_ASSIGNED TASK_:
Scan the entries below and return each line that contains "default".

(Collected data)
·····
PR #82, opened 2026-06-12
SCIP phase 2: oracle run, Compiler tier, resolved-external, compare_graph_to_scip (#69)

skakri:
Fixes #69 (part of the #61 SCIP-oracle epic). Builds on #68 (the `index/oracle/` reader + join + eval + V018 `oracle_runs`/`edge_oracle` tables, merged on `main`). All of this is **read-side**: the heuristic `edges` row is never overwritten (the #68 side-table invariant holds), and every new `edge_oracle` read routes through `store.rs` (the #81 source-scan invariant stays green).

## Design point → change

**1. `oracle/manifest.rs` — the tool registry.** Per-tool `program` / `languages` / `install_hint`, `scip_command(root, output)`, and `probe()` (runs `<program> --version`). Registers `rust-analyzer scip`. A missing/unrunnable tool → `ToolAvailability::Blocked` with an install hint — **never an error** (same UX as a missing embedding model). The seam later language backends (#71/#72/#74) extend with one entry each.

**2. CLI `rag-rat oracle run [--tool <id>] [--scip <path>]` + `rag-rat oracle status`.** (clap derive in `cli.rs`; dispatch in `main.rs`; bodies in `commands.rs`.) Either invoke the indexer to produce a `.scip` (temp file) then run the phase-1 join, or consume a pre-built `--scip`. Records an `oracle_runs` row; prints the `OracleReport`. Missing tool → `Blocked` + hint, **exit 0**. A present tool that fails to produce SCIP → real error (exit 1) — verified on-device.

[...]

PR #142, opened 2026-06-14
feat: confidence-aware + SCIP-aware symbol importance ranking (#108)

### LINKED ISSUE #108: Spike: PageRank symbol importance ranking over the edge graph
**Spike / research.** Rank symbols by importance using weighted PageRank over the existing call/type/import edge graph (~226k edges already built), personalized toward the symbols in the agent's current query / changed files (Aider repo-map approach).

**Why it helps an agent:** tells it which symbols are load-bearing *before* it edits — the best "don't reinvent / don't break the spine" signal. Also the cheapest input to the risk score (#115).

**Scope:** weighted PageRank pass over the edge graph; expose rank per symbol + a "load-bearing symbols for this area" view (extends `repo_brief`). Personalization vector biased toward query/changed-file symbols.

**Cost:** low — the graph exists. Near-free leverage.

Ref: `docs/plans/2026-06-14-agent-value-strategy.md` §4.1.

skakri:
## Summary

Implements confidence-aware, SCIP-aware **symbol importance ranking** (#108) and threads the resulting signal through the read surface so agents see "what's load-bearing here" inline.

### What's in it
- **PageRank importance** (`query/pagerank.rs`): confidence-weighted, SCIP-aware ranking over the call graph. Edge weights respect resolver confidence and oracle (compiler-tier) corroboration.
- **Load-bearing analysis** (`query/load_bearing.rs`): scoped weighted fan-in signal — the `importance: { label, signal, score, bucket }` block now attached to symbols/chunks in query output.
- **Enrichment on the read path**: `impact_surface` and `semantic_search` carry importance; `impact_surface` CALLEE neighbors are resolved via `to_symbol` first (correct enrichment).
- **`important_symbols`** MCP tool + CLI: clamped result count, scope-consistent hydration, personalization.
  - **Personalize by name**: a bare `--personalize <name>` seeds ALL in-scope symbols matching the name (teleport set), never skip-on-ambiguity.
  - **Auto-seed from git diff** (MCP): the MCP path seeds from the working-tree diff; CLI stays global — intentional divergence.
- **Opt-in background auto-fresh oracle** (`index/oracle/auto_run.rs`) + a ranking nudge for the #108 UX.

### Notes
- Importance shows as `label: "local structural load"`, `signal: "scoped weighted fan-in"`, with a `bucket` (critical/high/low).
- Config + docs updated (`docs/config.md`).

Closes #108.

### DIFF
--- a/README.md
+++ b/README.md
@@ -190,6 +190,14 @@ language = "markdown"
 directories = ["."]
 include = ["**/*.md"]
 exclude = [".git/**", ".rag-rat/**", "target/**", "node_modules/**"]
+
+# Optional: background refresh of compiler-grade (SCIP) importance ranking. Off by default.
+# Needs a language tool on PATH (e.g. rust-analyzer); the throttled pass runs only in the MCP
+# server. `rag-rat init` asks whether to enable this.
+[oracle]
+auto_run = false
+# auto_run_quiet_period_secs = 900    # wait this long after the last index change before a run
+# auto_run_min_interval_secs = 21600  # never re-run more often than this
 ```
 
 Then run the pieces directly:
@@ -602,6 +610,10 @@ name = "android-kotlin"
 language = "kotlin"
 directories = ["android/src/main/java"]
 include = ["**/*.kt"]
+
+# Opt-in background compiler-grade ranking refresh (off by default; needs e.g. rust-analyzer).
+[oracle]
+auto_run = false
 ```
 
 ## Git Hooks
--- a/crates/rag-rat-cli/src/cli.rs
+++ b/crates/rag-rat-cli/src/cli.rs
@@ -54,6 +54,9 @@ pub(crate) enum Command {
     /// Ownership / co-change clusters.
     Clusters(ClustersArgs),
 
+    /// Rank the most load-bearing symbols by weighted PageRank over the edge graph.
+    ImportantSymbols(ImportantSymbolsArgs),
+
     /// Run the stdio MCP server.
     Mcp,
 
@@ -145,6 +148,13 @@ pub(crate) struct BriefArgs {
     /// Omit drive-by repo memories.
     #[arg(long)]
     pub no_memories: bool,
+}
+
+#[derive(Debug, Args)]
+pub(crate) struct ImportantSymbolsArgs {
+    /// Max load-bearing symbols to return.
+    #[arg(long)]
+    pub limit: Option<u32>,
 }
 
 #[derive(Debug, Args)]
--- a/crates/rag-rat-cli/src/cli.rs
+++ b/crates/rag-rat-cli/src/cli.rs
@@ -155,6 +155,10 @@ pub(crate) struct ImportantSymbolsArgs {
     /// Max load-bearing symbols to return.
     #[arg(long)]
     pub limit: Option<u32>,
+    /// Symbol ids to bias importance toward (the symbols you're working on) — comma-separated or
+    /// repeated. Empty = global importance.
+    #[arg(long, value_delimiter = ',')]
+    pub personalize: Vec<i64>,
 }
 
 #[derive(Debug, Args)]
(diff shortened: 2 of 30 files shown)


skakri:
Thanks — addressed the review in 9e8e4e2.

- **Report global mode when diff seeds never enter the graph** ✅ `pagerank::important_symbols` now returns `RankedImportance { symbols, effective_seed_count }`. `important_symbols` decides the mode by *effective* seeds (how many landed as graph nodes), so a resolved-but-isolated seed is labeled `Global` with a reason (`"diff symbols are not connected in the graph"` / `"named symbols are not connected in the graph"`) instead of `PersonalizedToChanges`. `SeedSource` gained `effective_seed_count` for transparency. Test: `seed_resolving_only_to_isolated_symbols_is_labeled_global`.

- **Serialize the oracle tier as the documented label** ✅ `OracleTier` now uses `#[serde(rename_all = "snake_case")]`, so it serializes as `"compiler"`, matching `as_str()` and the contract. Test: `oracle_tier_serializes_as_lowercase_compiler` (asserts both the enum and the `ImportanceEnrichment.oracle_tier` field on the wire).

- **Fall back when auto-diff runs outside Git** ✅ `diff_seed` treats any `git_changed_paths` error as an empty diff and falls through to global, instead of propagating the error. Test: `auto_seed_outside_a_git_worktree_falls_back_to_global`.

- **Let the watcher catch up before auto-run** ✅ The background oracle thread now sleeps one poll interval *before* its first decision, so the MCP watcher's initial pass indexes working-tree changes first — avoiding a first run against the stale pre-watcher index (which would record skipped/drifted docs and then min-interval-block a corrected run).

- **Avoid whole-oracle scans for small read enrichments** ⚠️ partially. The three load-bearing enrichers now early-return when there are no hits/neighbors, so empty results pay nothing. For non-empty results I kept the single fetch-once-and-reuse of the gated verdict map rather than per-candidate queries: the `any_run_in_scope` existence probe already makes the dominant no-oracle case ~free, and for repos *with* oracle data, one scan reused across all hits is cheaper than N per-candidate verdict queries. Happy to revisit a per-candidate path if profiling on a large oracle-backed repo shows it matters.

Also wired up the `[oracle]` config surfacing: `rag-rat init` now asks whether to enable `auto_run` (default no) and always renders the `[oracle]` section, and the README example configs show it.

skakri:
@codex review

skakri:
Round 2 addressed in a0cabdf (then merged up to date with main):

- **P1 — include oracle-upgraded NULL-target edges** ✅ The edge query required `to_symbol_id NOT NULL`, which dropped exactly the upgrade cases SCIP-aware ranking exists for (a `NameOnly`/unresolved heuristic edge whose only resolved target is the compiler verdict). Now keep `from`-non-null edges and let `EdgeOracleEffect::Retarget` supply the target; a NULL-target edge with no Retarget is skipped. Test: `oracle_upgrade_ranks_a_recovered_null_target_edge`.
- **Avoid enriched lookups while resolving seeds** ✅ `resolve_seed_selectors` uses the unenriched `lookup_candidates` (it discards everything but `symbol_id`), so no per-seed oracle scan + fan-in.
- **Skip oracle scans when search hits have no symbols** ✅ `enrich_search_hits_with_load_bearing` returns early when no hit has a `symbol_path`.
- **Rewrite ranking hints for MCP auto-run** ✅ `call_tool_for_config` now applies the `RANKING_HINT_AUTO_RUN` rewrite (mirroring the CLI) when `[oracle] auto_run` is on. Test: `mcp_rewrites_ranking_hint_when_auto_run_enabled`.

- **Use the oracle run's actual start time** → tracked as #145, not bundled here. It's a real (self-healing) P2 but the fix touches the oracle run-recording contract (`record_oracle_run` / `OracleRunInput` / `run_oracle` + callers, ~9 sites) and the #82/#83 TOCTOU machinery — a different subsystem from importance ranking, so it gets its own focused change rather than expanding this PR's blast radius.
·····
_ANSWER_:
+# Optional: background refresh of compiler-grade (SCIP) importance ranking. Off by default.
+# Opt-in background compiler-grade ranking refresh (off by default; needs e.g. rust-analyzer).
Also wired up the `[oracle]` config surfacing: `rag-rat init` now asks whether to enable `auto_run` (default no) and always renders the `[oracle]` section, and the README example configs show it.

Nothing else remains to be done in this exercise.